# Opinion on heating mats



## wizard27 (Dec 12, 2011)

So generally i wouldn't even consider using a heating mat for a reptile, but my tegu i got just this last summer is now brumating and our house gets quite cold at night. I don't want to keep her day bulb on 24/7 so i have been testing out a heating pad underneath and she really seems to enjoy it. Just wanted to get some peoples opinions on it since I have never really dealt with them, wouldn't want to burn her!


----------



## Bubblz Calhoun (Dec 12, 2011)

_Heating pads should be used with a thermostat to prevent burns and power surges. It pretty much depends on the person some like and use them while others don't. Since tegus like to dig, can and will move the substrate to be closer to the heat. 
An alternative would be a ceramic heat emitter._


----------



## james.w (Dec 12, 2011)

I would also suggest a ceramic heat emitter. It will allow him to burrow and escape the heat if he wants.


----------



## dragonmetalhead (Dec 12, 2011)

I don't like under-tank heat mats. When I was in high school, a classmate of mine had a ball python who moved all the substrate out of the way to coil up on the warm glass and basically got melted to the bottom of his vivarium.
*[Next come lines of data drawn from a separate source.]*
PR #1309, opened 2024-02-29
feat(pie-chip): DSW-1781 add needed aria properties

kevinrodrigues:


raoufswe (approved):

dandel10n (dismissed):

packages/components/pie-chip/src/index.ts
```diff
@@ -75,6 +78,7 @@ export class PieChip extends LitElement implements ChipProps {
                     <button
                         @click="${this._handleCloseButtonClick}"
                         ?disabled=${this.disabled}
+                        aria-label="${this.aria?.close || nothing}"
```
xander-marjoram, line 81: I think `ifDefined` is more appropriate to use for prop values and `nothing` is when you don't want to render an element

packages/components/pie-chip/src/index.ts
```diff
@@ -92,10 +96,15 @@ export class PieChip extends LitElement implements ChipProps {
 
         return html`
             <div
+                aria-atomic="true"
+                aria-busy="${isLoading ? 'true' : 'false'}"
```
xander-marjoram, line 100: Would this work? The lack of leading `?` might mean that it ends up being a string and not a boolean
```suggestion
                aria-busy="${isLoading}"
```

packages/components/pie-chip/src/index.ts
```diff
@@ -92,10 +96,15 @@ export class PieChip extends LitElement implements ChipProps {
...
+                aria-current="${isSelected ? 'true' : 'false'}"
+                aria-label="${this.aria?.label || nothing}"
```
xander-marjoram, line 102: Same point about `ifDefined` here

packages/components/pie-chip/test/component/pie-chip.spec.ts
```diff
@@ -79,4 +83,171 @@ test.describe('PieChip - Component tests', () => {
...
+                    });
+
+                    const closeButton = page.locator(closeBtnSelector);
+
+                    // Act && Assert
+                    await expect(closeButton).toHaveAttribute('aria-label', 'Chip Close');
+                });
+            });
+
+            test.describe('when an aria close value is not provided', () => {
```
xander-marjoram, line 108: I would say that there is still a value being provided here, it's just an empty string

packages/components/pie-chip/test/component/pie-chip.spec.ts
```diff
@@ -79,4 +83,171 @@ test.describe('PieChip - Component tests', () => {
...
+                            ...dismissibleProps,
+                            aria: {
+                                close: 'Chip Close',
+                            },
+                        } as ChipProps,
+                    });
+
+                    const closeButton = page.locator(closeBtnSelector);
+
+                    // Act && Assert
```
xander-marjoram, line 103: Super nit 😄 
```suggestion
                    // Act & Assert
```

packages/components/pie-chip/test/component/pie-chip.spec.ts
```diff
@@ -79,4 +83,171 @@ test.describe('PieChip - Component tests', () => {
...
+                await expect(chip).toHaveAttribute('aria-atomic', 'true');
+            });
+        });
+
+        test.describe('aria-label', () => {
+            test.describe('when passed in', () => {
+                test('should render on the component with the correct value', async ({ mount, page }) => {
+                    // Arrange
+                    await mount(PieChip, {
+                        props,
```
xander-marjoram, line 164: I can see that the value is being passed in inside `props`, but I think this test would be easier to read and understand if a different value was being passed in. Maybe the default values should be removed, and then they are given in the relevant tests?

packages/components/pie-chip/test/component/pie-chip.spec.ts
```diff
@@ -79,4 +83,171 @@ test.describe('PieChip - Component tests', () => {
...
+                test('should not render on the component', async ({ mount, page }) => {
+                    // Arrange
+                    await mount(PieChip, {
+                        props: {} as ChipProps,
+                    });
+
+                    const chip = page.locator(componentSelector);
+
+                    // Act && Assert
+                    await expect(chip).not.toHaveAttribute('aria-label', 'Chip Label');
```
xander-marjoram, line 184: It looks like this is checking only for this specific value, so if there was another value the test would still pass?

This might not be exact code, but I think I would prefer something like this:
```js
await expect(chip.attributes()).not.toContain('aria-label');
```

packages/components/pie-chip/src/index.ts
raoufswe: the aria-busy value is a true or false string not a boolean 
https://developer.mozilla.org/en-US/docs/Web/Accessibility/ARIA/Attributes/aria-busy

xander-marjoram: Yeah, exactly! For a boolean we would do `?aria-busy=${isLoading}` so I'm wondering if we can just do `aria-busy=${isLoading}` to get the string value.

packages/components/pie-chip/test/component/pie-chip.spec.ts
kevinrodrigues: Yes good catch!

packages/components/pie-chip/test/component/pie-chip.spec.ts
kevinrodrigues: Not sure i follow this one. The values are passed from the prop set up above. I could pass in brand new props here (if that's what you mean?) but the whole test file follows this approach at the moment. I think passing in a brand new set of props does actually make it easier to follow to limit scrolling up and down to check but it does also shorten the file up a bit because your not repeating the same values across each test.

kevinrodrigues: Fixed.

raoufswe (approved):

xander-marjoram (approved):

They had to literally scrape him off with a spatula and when they went to bury him, they found out the snake was still alive. Ever since, I've stuck with ceramic heaters and infrared bulb. In recent years I've come to prefer the infrared since you can tell when the burn out more easily than with a ceramic.


----------



## kellen.watkins (Dec 12, 2011)

How cold does it get where your tegu is?


----------